#RARETalk: meet Nicolas Sireau, a pioneer in the #RAREvolutionary world

We are proud to announce the first #RARETalk interview, a chat series that involves #RAREvolutionary people active in the rare diseases scenario.

Our first guest is Nicolas aka Nick Sireau, a dad and a pioneer in developing rare and orphan disease awareness. Discover more about Nick’s story and mission in the following interview, where he shares its personal experience about Alkaptonuria.

If you want to collect more information about Alkaptonuria, visit the dedicated disease page on the RE(ACT) Community. Once reached the threshold of 25 followers, a disease will be unlocked and people can start donating for supporting the related research projects. 

1. Welcome on the RE(ACT) Community Nick.

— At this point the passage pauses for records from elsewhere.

PR #190, opened 2026-02-13
fix: prevent `use` with multi-slash path from matching all routes

MOHIT51196:
## Problem
`router.use('//', handler)` incorrectly matches **every** incoming request, including `/` and `/foo`. 
A sub-router mounted at `//` should only respond to requests whose path actually begins with `//`.
Reported upstream in expressjs/express#4557. Also related to expressjs/express#3798.

### Reproduction
```
const router = Router();
const inner = Router();

inner.get('/', listTestRoutes);
inner.get('/drop/table/:table', dropTable);

router.use('//', inner);
router.listen();

```

**Expected**: GET / does not match the inner router.
**Actual**: GET / matches inner.get('/') and serves the test route list.

### Root cause
The loosen() helper in lib/layer.js strips trailing slashes from mount paths using the regex /\/+$/ so that non-strict matching works (e.g. /foo/ loosens to /foo).
For a path consisting entirely of slashes like //:
`String('//').replace(/\/+$/, '')  →  ''  (empty string)`

An empty string passed to path-to-regexp.match('', { end: false }) creates a pattern that matches every path, because every path starts with an empty prefix. This is the bug.

### Fix
A one-line guard in loosen(): if stripping trailing slashes produces an empty string, preserve the original path instead.
```
const loose = str.replace(TRAILING_SLASH_REGEXP, '')
return loose || str
```
This ensures:

- /foo/ still loosens to /foo (normal behavior, unchanged)
- // is preserved as // (no longer collapses to empty string)
- /// is preserved as ///

### Changes

- **lib/layer.js** — Guard loosen() against reducing slash-only paths to empty string
- **test/router.js** — 3 new test cases:
  - use('//') must not match / or /foo
  - use('///') must not match / or /foo
  - Sub-router mounted at // must not expose its routes via single /

>All 697 tests pass (694 existing + 3 new). Linter clean.
> Fixes [expressjs/express#4557](https://github.com/expressjs/express/issues/4557)


MOHIT51196:
@wesleytodd can you review this PR with a fix for an open issue expressjs/express#4557

mohitmalhotra-celigo:
@UlisesGascon can you review this PR with a fix for an open issue expressjs/express#4557

PR #193, opened 2026-03-31
fix: detect and warn on circular router references

som14062005:
## Problem
When a Router is mounted within itself (directly or transitively),
requests that traverse the cycle hang indefinitely with no error or warning.

## Solution
- Added `hasCycle()` helper using DFS with a `visited` Set to avoid infinite loops
- In `Router.prototype.use`, checks for circular references before mounting a Router instance
- If a cycle is detected, emits a process warning with code `ROUTER_CYCLE_DETECTED`

## Notes
- 11 pre-existing test failures related to the QUERY method exist on the
  base branch and are unrelated to this PR
- Zero new test failures introduced by this change


som14062005:
## Implementation Details

The fix adds a `hasCycle()` helper function that performs a depth-first 
search (DFS) through the router tree before mounting any router instance.

- In `Router.prototype.use`, before pushing a layer onto the stack, 
  we check if the handler is a `Router` instance
- If it is, `hasCycle()` walks the entire subtree of that router using 
  a `visited` Set to avoid infinite loops during the check itself
- If a cycle is detected, `process.emitWarning()` is called with code 
  `ROUTER_CYCLE_DETECTED`, giving developers an immediate, actionable warning
- If no cycle exists, everything proceeds as normal — zero performance 
  impact on the happy path

PR #197, opened 2026-05-09
feat: add typescript types

gameroman:


bjohansebas:
Hey, could you add the TypeScript test infrastructure we added in on-finished? Sorry for the delay. https://github.com/jshttp/on-finished/pull/69

test/types.ts
```diff
@@ -0,0 +1,25 @@
...
+});
+
+router.get("/", function (req, res, next) {
+  expectTypeOf(req).toEqualTypeOf<IncomingMessage>();
+  expectTypeOf(res).toEqualTypeOf<ServerResponse>();
+  expectTypeOf(next).toBeFunction();
+});
+
+// typescript has no way to infer the types automatically
+router.get<ErrorRequestHandler>("/", function (err, req, res, next) {
```
gameroman, line 23: Basically, typescript can not automatically infer that the callback type is `ErrorRequestHandler` so if you don't provide the type param, it'll just infer it's params as `any`

The only way to solve this is to change everything completely, changing callback's param to an object like `{ err, req, res, next }`, instead of 4 different params, this is what `hono`, `elysiajs` and other do

This would obviously require a new major so I haven't touched anything there

So just letting know that the current logic cannot be fully expressed in typescript without manually providing the type parameter on the user's side

lib/route.d.ts
```diff
@@ -0,0 +1,37 @@
+import type { IncomingMessage, ServerResponse } from 'node:http'
+
+export type NextFunction = (err?: any) => void
+
+export type RequestHandler = (req: IncomingMessage, res: ServerResponse, next: NextFunction) => void
+export type ErrorRequestHandler = (err: Error, req: IncomingMessage, res: ServerResponse, next: NextFunction) => void
+
+export type Handler = RequestHandler | ErrorRequestHandler
+
+export type RouteMethod<T> = <F extends Handler = RequestHandler>(handler: F) => T
```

Can you introduce yourself for our readers?

Hello everyone, I am Nick Sireau and I am the Chairman of The AKU Society - where AKU stands for Alkaptonuria, also called the Black Bone disease. I am also the Chairman and Founder of another charity called Findacure, which is building the fundamental diseases community to drive research and develop treatments.

 

 

2. How your life changed after discovering Alkaptonuria affected your children? Which is the most important takeaway you have learned from your story?

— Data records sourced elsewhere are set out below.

PR #202, opened 2026-06-05
cleanup: replace `is-promise` with `instanceof Promise` check

### LINKED ISSUE #136: Consider dropping `is-promise` as a dependency

maksim-romanov:
Native Promises are universally supported, so the `is-promise` dependency
can be replaced with a strict `instanceof Promise` check. The deprecation
block added in #154 becomes unreachable but is left in place so this PR
stays minimal — it can be removed in a follow-up.

Closes #136


krzysdz:
Duplicate of #137

PR #737, opened 2025-01-30
feat(effectResolver): returns either all errors or only the first one based on `criteriaMode`

### LINKED ISSUE #721: [effect-ts] Only the last issue per field is reported
**Describe the bug**
If the filed is a union, only the last issue is reported. This can be cumbersome especially with optional fields, which are just unions with undefined.

**To Reproduce**
Create a Schema which will produce multiple `ParseIssues` for a single filed

https://codesandbox.io/p/sandbox/react-hook-form-validationschema-v6-forked-nwp2d2

**Expected behavior**
The error should contain the error "Please enter a valid phone number in international format." when submit is clicked.

jorisre:
Fixes #721 

_(do not merge)_


bluebill1049 (approved):
LGTM!

PR #739, opened 2025-02-05
feat: automatically infer values from schema

jorisre:
This PR ensures consistency across resolvers by automatically inferring values from the schema when applicable, as we already do for the Yup resolver.

Additionally, it adds a small comparison table in the README to highlight the supported features of each resolver.


package.json
```diff
@@ -318,5 +318,8 @@
   },
   "peerDependencies": {
     "react-hook-form": "^7.0.0"
+  },
+  "dependencies": {
+    "caniuse-lite": "^1.0.30001698"
```
bluebill1049, line 323: we need this?

bluebill1049 (approved):

package.json
nozaq: Is this comment resolved? I couldn't find any reference to this package in the diff.

PR #749, opened 2025-02-24
fix(zod): update return type in zodResolver to use z.input instead of…

### LINKED ISSUE #743: Zod resolver infered types are incorect since 4.1.0
**Describe the bug**
zodResolver now infer schema type which is great but unfortunately produces invalid typings

**To Reproduce**
Setup a project using zod, typescript and react-hook-form, create a simple form such as

```
const FORM_SCHEMA = z.object({
  s: z.string(),
});

const App = () => {
  const form = useForm({
    resolver: zodResolver(FORM_SCHEMA),
  });

  const [s] = form.watch(["s"]);

  console.log(s);
  ...
};
```

https://codesandbox.io/p/sandbox/wispy-wildflower-fk7ymp?file=%2Fsrc%2Findex.js%3A11%2C4

**Expected behavior**
`s` is typed as `string` but should be typed as `string | undefined`

**Screenshots**
Image

- OS: macOS 15.3
- Browser any
- Versions: zod 3.24.2, react-hook-form 7.54.2, @hookform/resolvers 4.1.0

**Additional context**

I personally used to provide `useForm` both TFieldValues and TTransformedValues typings so that everything is properly typed such as
```
const form = useForm<
    DeepPartial<z.input<typeof SCHEMA>>,
    unknown,
    z.output<typeof SCHEMA>
  >({
    resolver: zodResolver(SCHEMA),
  });

```

but even this is now impossible since types are clashing: `Types of parameters 'values' and 'values' are incompatible`

Thank you 🙇

diegotraid:
Resolves #743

I discovered in 2001 that my child had Alkaptonuria. My wife and I were changing his nappy and it was red-black. We called the emergency doctor and he thought the reason was the baby assumed red cabbage throughout the breast-milk, so the urine was red. In a few months we discovered the real diagnosis. It opened to me the doors of the rare diseases world, which was totally unknown to me.  Furthermore, I have learned that the number of people affected by rare disease in the world is really high and nobody talks about it.  But we can change the current situation and I am trying to do so connecting people who are concerned about rare diseases in order to spread the voice around the world

 

3. In a speech made for TEDx Imperial College, you have talked about 'Rare diseases' as 'Fundamental disease'. Why?

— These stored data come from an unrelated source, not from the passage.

PR #753, opened 2025-02-26
feat: implement typed Input/Output interface for resolvers

### LINKED ISSUE #743: Zod resolver infered types are incorect since 4.1.0

jorisre:
This PR implements typed Input/Output interfaces for resolvers, which needs https://github.com/react-hook-form/react-hook-form/pull/12638

Next steps will involve extending this implementation to all applicable resolver modules.

Note: This PR will fail until the release of https://github.com/react-hook-form/react-hook-form/pull/12638

Fixes #743


zod/src/__tests__/zod.ts
```diff
@@ -89,4 +91,86 @@ describe('zodResolver', () => {
...
+
+    expectTypeOf(resolver).toEqualTypeOf<
+      Resolver<{ id: string }, any, { id: string }>
+    >();
+  });
+
+  it('should correctly infer the output type from a zod schema when a different input type is specified (only input type is specified)', () => {
+    const resolver = zodResolver<{ id: string }>(z.object({ id: z.string() }));
+
+    expectTypeOf(resolver).toEqualTypeOf<
```
jorisre, line 120: @kotarella1110 Confused why this test is failing while the previous one works fine. Could this be a TypeScript limitation?

kotarella1110: This is a limitation of TypeScript's partial inference behavior—once you explicitly specify one or more generic parameters, TypeScript no longer infers the rest automatically.

For more details, please refer to the following issue: https://github.com/microsoft/TypeScript/issues/26242

As a result, the default value of the `Schema` generic in `zodResolver`, which is `z.output<typeof schema>`, is passed as the third argument to `Resolver`.  

Therefore, modifying the test as follows will make it pass:  

```ts
expectTypeOf(resolver).toEqualTypeOf<
  Resolver<{ id: string }, any, z.output<z.ZodSchema<any, any, any>>>
>();
```

kotarella1110: Considering the limitation of TypeScript's type inference, a good solution is to avoid specifying default values for the third generic parameter. This way, when generic parameters are explicitly provided, we can enforce that the third argument (`Output`) is required.

Here’s the solution:

```ts
export function zodResolver<
  Input extends FieldValues,
  Context,
  Output,
  Schema extends z.ZodSchema<any, any, any> = z.ZodSchema<any, any, any>
>(
  schema: Schema,
  schemaOptions?: Partial<z.ParseParams>,
  resolverOptions: {
    mode?: "async" | "sync";
    raw?: boolean;
  } = {}
): Resolver<
  Input,
  Context,
  unknown extends Output ? z.output<typeof schema> : Output
> {
  return {} as any;
}
```

With this change:

```ts
zodResolver(z.object({ id: z.number() })); // No type error
zodResolver<{ id: string }>({ id: z.number() }); // Type error
zodResolver< // No type error
    { id: string },
    { context: any },
    { id: boolean }
  >(z.object({ id: z.string() }));
```

zod/src/__tests__/zod.ts
```diff
@@ -89,4 +91,86 @@ describe('zodResolver', () => {
...
+      SubmitHandler<{
+        id: string;
+      }>
+    >();
+  });
+
+  it('should correctly infer the output type from a Zod schema when different input and output types are specified for the handleSubmit function in useForm', () => {
+    const resolver = zodResolver<{ id: string }, any, { id: boolean }>(
+      z.object({ id: z.number() }),
+    );
```
kotarella1110, line 164: It seems there is a simple mistake here. should be:

```suggestion
    const resolver = zodResolver<{ id: string }, any, { id: boolean }>(
      z.object({ id: z.string() }),
    );
```

Additionally, since the `Input` type of the generic parameters and the `Schema` type don't match, a type error should actually occur here. This would indicate that the code is not type-safe.  

To fix this, you should pass the `Output` and `Input` types to the `ZodSchema` like so:

```ts
export function zodResolver<
  Input extends FieldValues,
  Context,
  Output,
  Schema extends z.ZodSchema<Output, any, Input> = z.ZodSchema<Output, any, Input>
>(
  //...
);
```

zod/src/__tests__/zod.ts
kotarella1110: I believe the following change, including https://github.com/react-hook-form/resolvers/pull/753#discussion_r1973619256, would be the best approach:

```ts
export function zodResolver<
  Input extends FieldValues,
  Context,
  Output,
  Schema extends z.ZodSchema<Output, any, Input> = z.ZodSchema<Output, any, Input>
>(
  schema: Schema,
  schemaOptions?: Partial<z.ParseParams>,
  resolverOptions: {
    mode?: "async" | "sync";
    raw?: boolean;
  } = {}
): Resolver<
  Input,
  Context,
  unknown extends Output ? z.output<typeof schema> : Output
> {
  return {} as any;
}
```

zod/src/__tests__/zod.ts
bluebill1049: thanks @kotarella1110 and 👋

jorisre: Fixed ✅

zod/src/__tests__/zod.ts
jorisre: Hi @kotarella1110 , I've implemented the majority of your suggested changes. However, I wasn't able to apply the `z.ZodSchema<Output, any, Input>` recommendation - specifically the Input type portion. This appears to be incompatible with Zod's internal type system. I don't believe this is a significant issue for our implementation.

zod/src/zod.ts
```diff
@@ -80,14 +80,27 @@ function parseErrorSchema(
...
   schemaOptions?: Partial<z.ParseParams>,
   resolverOptions: {
     mode?: 'async' | 'sync';
     raw?: boolean;
   } = {},
-): Resolver<z.infer<typeof schema>> {
+): Resolver<
+  Input,
+  Context,
+  (typeof resolverOptions)['raw'] extends true
```
jorisre, line 98: @kotarella1110  I'm encountering a TypeScript error with our recent changes due to the `raw` option. We should theoretically be able to infer the input type when `raw: true` is specified.

I attempted to implement this inference, but it resulted in the following error: 

<details>
 <summary>Show error</summary>
 
 
 > Type '(values: Input, _: Context | undefined, options: ResolverOptions<Input>) => Promise<{ errors: FieldErrors; values: ({} & Input) | Awaited<...>; } | { ...; }>' is not assignable to type 'Resolver<Input, Context, unknown extends Output ? output<Schema> : Output>'.
  Type 'Promise<{ errors: FieldErrors; values: ({} & Input) | Awaited<Output>; } | { values: {}; errors: FieldErrors<Input>; }>' is not assignable to type 'ResolverResult<Input, unknown extends Output ? output<Schema> : Output> | Promise<ResolverResult<Input, unknown extends Output ? output<...> : Output>>'.
    Type 'Promise<{ errors: FieldErrors; values: ({} & Input) | Awaited<Output>; } | { values: {}; errors: FieldErrors<Input>; }>' is not assignable to type 'Promise<ResolverResult<Input, unknown extends Output ? output<Schema> : Output>>'.
      Type '{ errors: FieldErrors; values: ({} & Input) | Awaited<Output>; } | { values: {}; errors: FieldErrors<Input>; }' is not assignable to type 'ResolverResult<Input, unknown extends Output ? output<Schema> : Output>'.
        Type '{ errors: FieldErrors; values: ({} & Input) | Awaited<Output>; }' is not assignable to type 'ResolverResult<Input, unknown extends Output ? output<Schema> : Output>'.
          Type '{ errors: FieldErrors; values: ({} & Input) | Awaited<Output>; }' is not assignable to type 'ResolverError<Input>'.
            Types of property 'values' are incompatible.
              Type '({} & Input) | Awaited<Output>' is not assignable to type '{}'.
                Type 'Awaited<Output>' is not assignable to type '{}'.
                  Type 'Output | (Output extends object & { then(onfulfilled: infer F, ...args: infer _): any; } ? F extends (value: infer V, ...args: infer _) => any ? Awaited<V> : never : Output)' is not assignable to type '{}'.
                    Type '(null | undefined) & Output' is not assignable to type '{}'.
                      Type 'undefined & Output' is not assignable to type '{}'.ts(2322)
</details>

zod/src/__tests__/zod.ts
kotarella1110: @jorisre 

Could you share what specific type incompatibility you encountered when trying to apply `z.ZodSchema<Output, any, Input>`? I'd like to understand the issue better.

With `z.ZodSchema<Output, any, any>`, the schema and the expected input type can become misaligned, leading to potential runtime errors that TypeScript should ideally catch. For example, in the following case, `id` should be a `string` in `Input`, but the Zod schema allows a `number`, and TypeScript wouldn't detect this issue:

```ts
zodResolver<{ id: string }, unknown, { id: string }>(
  z.object({ id: z.number() }).transform(({ id }) => {
    return { id: String(id) };
  })
);
```

jorisre: Sure! Here is an example: 

```tsx
const schema = z.object({ id: z.number() });
const resolver = zodResolver<{ id: string }, any, z.output<typeof schema>>(
  schema,
);
```

This produces the following type error:

> Argument of type 'ZodObject<{ id: ZodNumber; }, "strip", ZodTypeAny, { id: number; }, { id: number; }>' is not assignable to parameter of type 'ZodType<{ id: number; }, any, { id: string; }>'.
  The types of '_input.id' are incompatible between these types.
    Type 'number' is not assignable to type 'string'.

jorisre: You're right, that was a misunderstanding on my part :) Everything's clear now. I've submitted an updated test using `transform` that makes more sense.

zod/src/zod.ts
jorisre: I'm still encountering this issue and am unsure how to resolve it. Any help from the community would be greatly appreciated :)

Screenshot 2025-03-06 at 10 06 34

controversial: Hi @jorisre!

First, I believe you’re going to have trouble getting type checking to work with types that are conditional on `resolverOptions.raw` until https://github.com/microsoft/TypeScript/pull/56941 re-lands (as https://github.com/microsoft/TypeScript/pull/61359) in the next upcoming version of TypeScript

Before that, I’d recommend using an overload to capture the separate return type for `raw: true`.

---

Second, I believe one thing making it hard for types to pass is that the generics have too many degrees of freedom. If you have:
```ts
export function zodResolver<
  Input extends FieldValues,
  Context,
  Output,
  Schema extends z.ZodSchema<Output, any, Input> = z.ZodSchema<
    Output,
    any,
    Input
  >
>(
  schema: Schema
```
it’s possible for users to instantiate the Schema parameter with a more specific input/output type than `Input`/`Output`, which will make it harder for the types to pass within your function. Instead, I’d recommend something like the following:
```ts
export function zodResolver<
  Input extends FieldValues,
  Context,
  Output,
>(
  schema: z.ZodSchema<Output, any, Input>,
```
By removing the separate type parameter for Schema (which is redundant with the existing type parameter anyway) there‘s a lot less room for TypeScript errors in the family of “___ could be instantiated with a different subtype of constraint ___”

controversial:
@jorisre I believe I made some progress on the types here, in #755 and in https://github.com/react-hook-form/react-hook-form/pull/12638

Let me know what you think!

zod/src/zod.ts
kotarella1110: @controversial 

You're absolutely right. It makes sense, and it looks like we don’t really need to use generics here.
Thanks!

@jorisre 

Based on @controversial 's feedback, I'd like to propose the following changes:

```ts
export function zodResolver<Input extends FieldValues, Context, Output>(
  schema: z.ZodSchema<Output, any, Input>,
  schemaOptions?: Partial<z.ParseParams>,
  resolverOptions?: {
    mode?: "async" | "sync";
    raw: true;
  }
): Resolver<Input, Context, Input>;
export function zodResolver<Input extends FieldValues, Context, Output>(
  schema: z.ZodSchema<Output, any, Input>,
  schemaOptions?: Partial<z.ParseParams>,
  resolverOptions?: {
    mode?: "async" | "sync";
    raw?: false;
  }
): Resolver<Input, Context, Output>;
export function zodResolver<Input extends FieldValues, Context, Output>(
  schema: z.ZodSchema<Output, any, Input>,
  schemaOptions?: Partial<z.ParseParams>,
  resolverOptions: {
    mode?: "async" | "sync";
    raw?: boolean;
  } = {}
): Resolver<Input, Context, Output> {
  // ...
}
```

kotarella1110: Oops, I just realized that @controversial already created a https://github.com/react-hook-form/resolvers/pull/755 with the same changes. 😅
Sorry for the duplicate comment, and thanks for the PR!

jorisre:
I need some help fixing this TS issue. @bluebill1049  @controversial  or @kotarella1110 

Screenshot 2025-03-26 at 11 11 00

kotarella1110:
@jorisre 

> I need some help fixing this TS issue.

I've created a PR. Please feel free to merge it if you like it.

https://github.com/react-hook-form/resolvers/pull/757

kotarella1110 (approved):
LGTM! Appreciate your hard work!

jorisre:
> LGTM! Appreciate your hard work!

Appreciate your help, thanks again!

bluebill1049 (approved):
Thanks everyone! Huge effort @jorisre

bluebill1049 (approved):

zod/package.json
```diff
@@ -11,7 +11,7 @@
   "types": "dist/index.d.ts",
   "license": "MIT",
   "peerDependencies": {
-    "react-hook-form": "^7.0.0",
+    "react-hook-form": "7.55.0",
```
spiftire, line 14: Should this be locked to version 7.55.0?
```suggestion
    "react-hook-form": "^7.55.0",
```

jorisre: Good catch @spiftire

arktype/src/arktype.ts
huynhducduy, line 1: Why do we switch from `arktype` native implementation to `standard-schema`? And why not all standard-schema-compatible resolvers follow this approach?

huynhducduy: Also, using this approach will lead to the resolver failing to infer the type from the schema, unless the user specifically installs `@standard-schema/spec` as their dependency

huynhducduy: apologize for mentioning you guys @jorisre @bluebill1049 @kotarella1110

jorisre: We switched to standard-schema from the native arktype implementation because type inference in Arktype wasn't working as expected. But if you've found a solid solution, we're happy to review a PR :)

Many rare diseases are fundamental to understand human biology and can help to understand common diseases. Alkaptonuria, for example, can help to understand better osteoarthrosis – a real common disease. So Alkaptonuria is a fundamental disease for osteoarthrosis. This is the reason why I prefer to talk about fundamental diseases instead of rare diseases. 

 

 

4. In your opinion, which are the main issues linked to the Rare and Orphan diseases research? How can the RE(ACT) Community and the projects you are working on change the current scenario?

The RE(ACT) Community plays a very important role, because the main issue linked to rare and orphan diseases is the lack of funding. Researchers struggle to find supporters for their projects and industries are not interested in investing in this field.  So the RE(ACT) Community offers ways to crowdfunding for rare and orphan diseases, often ignored by people. 

 

5. Why people should be interested in donating for Rare and Orphan diseases research?

Basically, people who are not direct involved in rare and orphan diseases should donate because the research on that kind of diseases can help to better understand common diseases and human genetics. So, research on rare disease can give a wider hope for the evolution of scientific research, helping people who are affected by rare diseases to feel not isolated anymore.